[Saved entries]
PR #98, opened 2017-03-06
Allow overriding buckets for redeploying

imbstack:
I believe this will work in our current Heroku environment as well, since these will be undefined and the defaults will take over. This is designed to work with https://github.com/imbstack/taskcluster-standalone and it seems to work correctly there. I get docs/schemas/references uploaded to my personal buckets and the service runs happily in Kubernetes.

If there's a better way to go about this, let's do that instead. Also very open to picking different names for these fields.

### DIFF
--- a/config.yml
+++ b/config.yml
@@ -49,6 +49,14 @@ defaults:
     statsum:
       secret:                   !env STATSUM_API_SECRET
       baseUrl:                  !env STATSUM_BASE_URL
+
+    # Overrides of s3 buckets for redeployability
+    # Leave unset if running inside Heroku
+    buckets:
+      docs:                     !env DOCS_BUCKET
--
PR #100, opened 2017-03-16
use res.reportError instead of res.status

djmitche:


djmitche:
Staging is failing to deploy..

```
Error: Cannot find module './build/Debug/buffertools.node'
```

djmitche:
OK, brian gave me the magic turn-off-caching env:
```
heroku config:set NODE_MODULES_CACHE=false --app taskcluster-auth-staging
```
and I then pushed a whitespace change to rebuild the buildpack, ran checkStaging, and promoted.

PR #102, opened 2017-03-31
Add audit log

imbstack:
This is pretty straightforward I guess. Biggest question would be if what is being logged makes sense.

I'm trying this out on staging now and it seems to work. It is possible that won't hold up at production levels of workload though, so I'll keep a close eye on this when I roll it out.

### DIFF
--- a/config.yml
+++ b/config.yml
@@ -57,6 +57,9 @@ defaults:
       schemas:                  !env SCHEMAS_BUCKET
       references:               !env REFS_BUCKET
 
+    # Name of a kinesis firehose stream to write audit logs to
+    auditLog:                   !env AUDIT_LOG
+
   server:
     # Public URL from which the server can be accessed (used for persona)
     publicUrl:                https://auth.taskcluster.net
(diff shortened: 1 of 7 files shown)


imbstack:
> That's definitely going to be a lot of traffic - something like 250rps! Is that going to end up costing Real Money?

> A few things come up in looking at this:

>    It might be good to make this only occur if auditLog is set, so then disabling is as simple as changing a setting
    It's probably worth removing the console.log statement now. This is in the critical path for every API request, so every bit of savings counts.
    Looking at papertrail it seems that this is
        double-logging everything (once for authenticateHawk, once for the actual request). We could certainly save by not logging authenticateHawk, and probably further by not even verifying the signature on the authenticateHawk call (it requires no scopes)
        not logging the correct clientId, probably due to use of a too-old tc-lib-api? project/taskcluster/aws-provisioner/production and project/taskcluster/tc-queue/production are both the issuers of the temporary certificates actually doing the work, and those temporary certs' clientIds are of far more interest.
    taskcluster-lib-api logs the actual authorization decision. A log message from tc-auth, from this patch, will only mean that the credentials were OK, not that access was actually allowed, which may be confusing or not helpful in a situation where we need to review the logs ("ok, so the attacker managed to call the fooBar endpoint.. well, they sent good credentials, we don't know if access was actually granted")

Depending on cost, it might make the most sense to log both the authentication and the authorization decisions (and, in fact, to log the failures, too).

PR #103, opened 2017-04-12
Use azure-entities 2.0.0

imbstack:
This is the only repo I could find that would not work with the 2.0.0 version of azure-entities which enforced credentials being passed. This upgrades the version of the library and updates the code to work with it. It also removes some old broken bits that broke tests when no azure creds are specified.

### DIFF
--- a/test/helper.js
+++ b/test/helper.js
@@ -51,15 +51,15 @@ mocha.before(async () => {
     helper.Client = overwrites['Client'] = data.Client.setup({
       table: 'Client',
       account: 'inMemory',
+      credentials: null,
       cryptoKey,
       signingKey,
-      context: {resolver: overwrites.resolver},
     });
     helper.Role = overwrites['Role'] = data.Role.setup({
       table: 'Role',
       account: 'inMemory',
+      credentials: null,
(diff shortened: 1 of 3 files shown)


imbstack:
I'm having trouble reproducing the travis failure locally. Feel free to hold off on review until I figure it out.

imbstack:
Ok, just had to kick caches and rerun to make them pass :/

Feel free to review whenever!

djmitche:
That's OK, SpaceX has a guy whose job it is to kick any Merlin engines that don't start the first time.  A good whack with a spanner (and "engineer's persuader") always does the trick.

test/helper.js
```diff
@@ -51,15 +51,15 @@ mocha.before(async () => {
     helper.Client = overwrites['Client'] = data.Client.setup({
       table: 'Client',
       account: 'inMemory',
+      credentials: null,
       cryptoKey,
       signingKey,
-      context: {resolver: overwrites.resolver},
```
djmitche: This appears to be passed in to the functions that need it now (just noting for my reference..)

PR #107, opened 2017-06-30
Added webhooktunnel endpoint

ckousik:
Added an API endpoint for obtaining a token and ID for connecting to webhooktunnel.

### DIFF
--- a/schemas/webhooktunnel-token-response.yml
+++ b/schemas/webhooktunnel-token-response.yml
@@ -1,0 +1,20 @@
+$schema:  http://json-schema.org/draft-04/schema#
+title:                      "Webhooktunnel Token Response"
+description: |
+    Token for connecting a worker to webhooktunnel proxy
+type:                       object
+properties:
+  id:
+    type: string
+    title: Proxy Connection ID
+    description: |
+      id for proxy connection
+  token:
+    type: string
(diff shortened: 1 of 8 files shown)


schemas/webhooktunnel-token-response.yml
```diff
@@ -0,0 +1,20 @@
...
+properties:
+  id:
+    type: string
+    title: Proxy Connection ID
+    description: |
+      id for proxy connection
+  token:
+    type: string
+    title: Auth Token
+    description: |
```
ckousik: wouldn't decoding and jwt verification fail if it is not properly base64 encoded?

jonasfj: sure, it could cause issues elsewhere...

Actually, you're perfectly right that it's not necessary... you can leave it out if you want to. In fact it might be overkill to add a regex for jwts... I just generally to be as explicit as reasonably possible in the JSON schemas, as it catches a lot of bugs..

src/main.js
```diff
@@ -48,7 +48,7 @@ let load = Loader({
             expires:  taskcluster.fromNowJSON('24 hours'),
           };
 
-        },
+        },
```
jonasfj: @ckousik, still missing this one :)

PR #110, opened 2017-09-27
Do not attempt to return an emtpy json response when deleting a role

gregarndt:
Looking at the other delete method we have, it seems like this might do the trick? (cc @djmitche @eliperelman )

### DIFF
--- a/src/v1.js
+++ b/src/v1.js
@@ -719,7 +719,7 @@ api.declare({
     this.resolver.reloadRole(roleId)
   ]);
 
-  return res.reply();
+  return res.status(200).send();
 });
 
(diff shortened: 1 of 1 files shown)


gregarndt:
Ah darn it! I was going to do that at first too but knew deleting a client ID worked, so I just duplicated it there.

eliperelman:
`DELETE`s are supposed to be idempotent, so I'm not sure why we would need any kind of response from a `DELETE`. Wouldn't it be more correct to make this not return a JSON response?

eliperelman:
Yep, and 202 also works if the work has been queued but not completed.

■ The problem:
In the entries, find every line holding "first" and copy it.

■ Solved exercise:
That's OK, SpaceX has a guy whose job it is to kick any Merlin engines that don't start the first time.  A good whack with a spanner (and "engineer's persuader") always does the trick.
Ah darn it! I was going to do that at first too but knew deleting a client ID worked, so I just duplicated it there.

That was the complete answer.